__EXERCISE__: Your reply must consist of the data below, reproduced character for character.

(Stored items)
=-=-=-=-=
PR #2014, opened 2025-03-31
feat: Dagum distribution

Qazalbash:
## Summary

This PR contains the implementation of the [Dagum distribution](https://en.wikipedia.org/wiki/Dagum_distribution), along with the unit tests and documentation.


numpyro/distributions/continuous.py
=-=-=-=-=
__EXPECTED ANSWER__:
PR #2014, opened 2025-03-31
feat: Dagum distribution

Qazalbash:
## Summary

This PR contains the implementation of the [Dagum distribution](https://en.wikipedia.org/wiki/Dagum_distribution), along with the unit tests and documentation.


numpyro/distributions/continuous.py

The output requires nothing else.